巨大なウォータースライダーがそびえ、子供たちの笑い声や水しぶきの音が響き合う。

彼はバナナの魔法の杖を星光寮に置いてきた。

フルーツ魔法の練習で疲れた心を癒すには、この明るい場所がぴったりだった。

だが、胸の奥には重い影が潜む。

ゼンの殺人事件、サンダリオス家からの追放、第15話での戦い、第16話での母エリザの電話――「パイオニアはお前を認められない」。

フラッシュバックしてゆく記憶で、陽気な雰囲気の中で彼の心を締め付ける。


「ね、レクト君、泳ごうよ!」

ミラ・クロウリーが笑顔で近づき、肩に軽く手を置く。

14歳の超エリートスパイである彼女の水着は黒で、鋼の魔法を象徴するブレスレットが陽光を反射する。

彼女の指先の冷たい感触に、レクトの頬が赤くなる。

「う、うん…!」

12歳の少年にとって、異性のこんな接近はまだ慣れない。

心臓がドキンと跳ね、目を泳がせる。


(ミラちゃん、なんかいつもこうなんだよな…)


ヴェルは少し離れた場所で、

青い水着に身を包み、浮き輪を抱えて立っていた。

彼女の「震度2」の魔法はプールでは役に立たない。

ミラがレクトに笑いかけ、肩を触るのを見るたび、胸にチクリと痛みが走る。

(また…ミラちゃんと…)

彼女のツインテールが風に揺れ、表情はどこか曇っている。

(私、レクトの友達なのに…、なんでこんな気持ちになるの…?)

彼女の手が、浮き輪をぎゅっと握る。


プールでは、3人で水をかけて遊び、笑い声が響き合った。

ミラが水をかけるたび、彼女の指がレクトの腕に軽く触れる。

「ほら、逃げないでよ、レクト君!」

彼女の笑顔は明るいが、紫色の瞳にはどこか計算高さが潜む。

レクトは水をかえしながら、「み、ミラちゃん、ずるいよ!」

と笑うが、顔は少し赤い。

ヴェルは浮き輪で漂いながら、二人を悔しげに見つめる。

彼女も水をかけて参加しようとするが、ミラの動きに圧倒され、なかなか輪に入れない。

(私も…もっと一緒に遊びたいのに………!)





昼下がり、3人はプールサイドのカフェで休憩した。

ヤシの葉の影がテーブルに揺れ、トロピカルジュースの氷がカランと音を立てる。

ジェイド町の街並みは、カフェの窓から見える色とりどりの屋台や観光客で賑わっている。
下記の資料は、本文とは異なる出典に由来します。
PR #1229, opened 2017-03-17
Update to Equinox Neon.3

ctron:
This fixes the build issue due to the archived Neon.1 release

### DIFF
--- a/target-platform/p2-repo-equinox_3.11.1/pom.xml
+++ b/target-platform/p2-repo-equinox_3.11.1/pom.xml
@@ -14,7 +14,9 @@
 	<packaging>pom</packaging>
     
     <properties>
-        <equinox.download.url>http://ftp-stud.fht-esslingen.de/pub/Mirrors/eclipse/equinox/drops/R-Neon.1-201609071200/equinox-SDK-Neon.1.zip</equinox.download.url>
+        <equinox.release>R-Neon.3-201703010400</equinox.release>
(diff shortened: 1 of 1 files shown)


MMaiero:
I personally would not like to change the equinox we tested so far.
Is there no possibility to keep the Neon.1?

cdealti:
@ctron obviously we cannot depend on these zip archives being "archived". Remember that you originally changed the build to fetch the target platform from "official" sources.
I would add the requirement that these sources are also "persistent".
The alternative is that we will have to upload the Equinox zip to one of our S3 buckets.

ctron:
We can fall back to the archived version. But maybe there is a good reason why Neon.1 was archived while Neon.2, Neon.3 and Neon where not: [1].

If you want to switch to the archived version, it is here: [2]

[1] http://download.eclipse.org/equinox/drops/?d
[2] http://archive.eclipse.org/equinox/drops/R-Neon.1-201609071200/download.php?dropFile=equinox-SDK-Neon.1.zip

ctron:
So, if you would like to stick to the archive version of Neon.1, then you can use PR #1235

cdealti:
@ctron we agreed to upgrade to Oxygen. Can you close this?

MMaiero:
@ctron Do you believe we can close this PR?

ctron:
Sure, close it.

PR #1230, opened 2017-03-17
Dropped support for native libraries that are not supported by our current profiles.

### LINKED ISSUE #1013: Drop support for ARMv5 SF/soft float
As all models of the Raspberry Pi back to model 1 support ARMv6 HF/hard float, there seems to be no need to maintain additional native binaries for the ARMv5 SF target.

MMaiero:

Closes #1013


pierantoniomerlino (approved):
Be aware that the x86_64 profile is still present.

MMaiero:
x86_64 is used by the APU profiles

ctron (approved):
LGTM: However, as explained yesterday, I have no clue how to specifically test this PR. I would suggest do simply get this tested in the final QA phase.

Issue #1208, opened 2017-03-16
[Asset] Driver read method should return void


cdealti:
As stated in the [Javadoc](https://github.com/eclipse/kura/blob/develop/kura/org.eclipse.kura.api/src/main/java/org/eclipse/kura/driver/Driver.java#L147) Driver.read modifies the ``DriverRecord``S parameter and returns the modified parameter.

An usage where the return value is discarded is in [BaseAsset](https://github.com/eclipse/kura/blob/develop/kura/org.eclipse.kura.asset.provider/src/main/java/org/eclipse/kura/asset/provider/BaseAsset.java#L485)

Returning void looks more natural to me.

cdealti:
@amitjoy we would like to change the API now (before Kura 3).

amitjoy:
According to my opinion, returning a value from a method is generally a cleaner approach. Passing a value and mutate it, is not very common practice in Java but there are few examples in JDK API where such approach has been taken, for example `Collection.sort(..)` that performs an in place sort of the provided list.

It is also a good design pratice to favor immutable objects in multi-threading application development.

So, we have to consider what our intention is. Previously while I started desiging the `Asset-Driver` model, the `read` and `write` methods returned `void` but later on during our design discussions, this has been changed but I preferred it to be `void` as it resembles the `Collections.sort(..)` scenario.

So, I upvote it 👍.

MMaiero:
@nicolatimeus Will take care of this

PR #1247, opened 2017-03-22
Changed return type of Driver.read() and Driver.write() to void

nicolatimeus:
Adapted BaseAsset and OPCUA driver to use the new API

See #1208 


amitjoy:
Testcases failed in `WireAssetTest.java`

PR #1248, opened 2017-03-22
Added CloudService support for JSON publishing.

### LINKED ISSUE #1239: Change wire publisher to remove the JSON/Kura payload serialization
This will be moved to the specific CloudService

### LINKED ISSUE #1240: Add JSON/Protobuf encoding option in CloudService
The applications using the CloudService/CloudClient should not be aware of the serialization used by the associated Cloud Service.

MMaiero:
Removed the payload encoding selection from the wire publisher.

Closes #1240 
Closes #1239


kura/org.eclipse.kura.core.cloud/src/main/java/org/eclipse/kura/core/cloud/CloudPayloadJsonDecoder.java
```diff
@@ -0,0 +1,170 @@
...
+import static org.eclipse.kura.core.cloud.CloudPayloadJsonFields.TIMESTAMP;
+import static org.eclipse.kura.core.cloud.CloudPayloadJsonFields.CloudPayloadJsonPositionFields.ALTITUDE;
+import static org.eclipse.kura.core.cloud.CloudPayloadJsonFields.CloudPayloadJsonPositionFields.HEADING;
+import static org.eclipse.kura.core.cloud.CloudPayloadJsonFields.CloudPayloadJsonPositionFields.LATITUDE;
+import static org.eclipse.kura.core.cloud.CloudPayloadJsonFields.CloudPayloadJsonPositionFields.LONGITUDE;
+import static org.eclipse.kura.core.cloud.CloudPayloadJsonFields.CloudPayloadJsonPositionFields.PRECISION;
+import static org.eclipse.kura.core.cloud.CloudPayloadJsonFields.CloudPayloadJsonPositionFields.SATELLITES;
+import static org.eclipse.kura.core.cloud.CloudPayloadJsonFields.CloudPayloadJsonPositionFields.SPEED;
+import static org.eclipse.kura.core.cloud.CloudPayloadJsonFields.CloudPayloadJsonPositionFields.STATUS;
+import static org.eclipse.kura.core.cloud.CloudPayloadJsonTypes.BOOLEAN;
```
amitjoy, line 25: Wouldn't it be better to reuse `org.eclipse.kura.type.DataType` instead of `org.eclipse.kura.core.cloud.CloudPayloadJsonTypes`?

MMaiero: If you have a look, currently there is not perfect match between the two. But I'll try to see how to improve it.

amitjoy: Instead of `CHARACTER`, everything remains same. The `Type` package has been made a top-level package as these types can be used in other places as well. You can add `CHARACTER` in `DataType` as well and use it here.

dwoodard1: +1 Though I believe it is missing FLOAT as well. Besides this, the PR looks good.

MMaiero: Float cannot be added due to some database limitations (it will be stored as double).
The real problem now is that the types in the wires do not match the ones supported by the Kura Protobuf and this can cause exceptions while trying to publish.
The thing now to understand is if we want to adhere to the Kura Protobuf or not and how to deal in wires with unsupported types.

dwoodard1: I understand. I suppose if we wanted to extend Kura Protobuf, now would be the time. But, do we need to? Can't we limit the data model of Wires to adhere to Kura Protobuf? Are there data types we really need that aren't included in Kura Protobuf?

MMaiero: That is the question. We need to decide before the release.
In any case the data types supported by wires cannot match perfectly the Kura protobuf types: float is not supported by the DB.

dwoodard1: I will merge this request and open a new issue to discuss data types within Kura.

dwoodard1 (approved):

レクトはマンゴージュースを飲みながら、町の活気に目を奪われる。


「こんなとこ、初めて来た…学園と全然違うな。」


ミラがジュースのストローを咥え、微笑む。

「ね、レクト君、グランドランドのこと、どれくらい知ってる?」

彼女の紫色の瞳が、探るように彼を見つめる。

彼女の鋼のブレスレットがカチャリと鳴り、

テーブルに置かれたスプーンが一瞬だけ形を変える――小さな星の形に。

レクトが驚く。

「え、ミラちゃん、今の…!」


「ふふ、ちょっとした遊びだよ。」

ミラが笑い、スプーンを元に戻す。

彼女の鋼の魔法は、金属を自在に操る。

ヴェルがムッとして言う。

「ミラちゃん、魔法をそんな風に使うの、ルール違反じゃない?」

だが、ミラは気にせず続ける。


「で、グランドランド。

この星には3つの大陸があるの。

グランドランド、メロウランド、ストームランド。どの大陸も、ずっと対立してる。

戦争は起きてないけど、緊張状態なの。」


レクトが首をかしげる。


「うん、歴史の授業でちょっと習ったけど…そんなにやばいの?」

ミラが頷く。

「うん。グランドランドの外には出ちゃいけないんだよ。

海水浴も、大陸の端までならいいけど、遠くの海はダメ。

大陸同士の監視が厳しくて、いつ衝突してもおかしくない。」


ヴェルがジュースを飲みながら口を挟む。

「そんなの知ってるよ。フロウナ先生が言ってたもん。」

だが、ミラの次の言葉に、レクトの目が見開く。

「レクト君のお父さん、

パイオニアさんって、グランドランドの守護者の長でしょ?

国の最前線に立ってる人。もし戦争が起きたら、彼が戦うんだよ。

そして…その役割、たぶんレクト君が継ぐんだよね。」


レクトの手が止まる。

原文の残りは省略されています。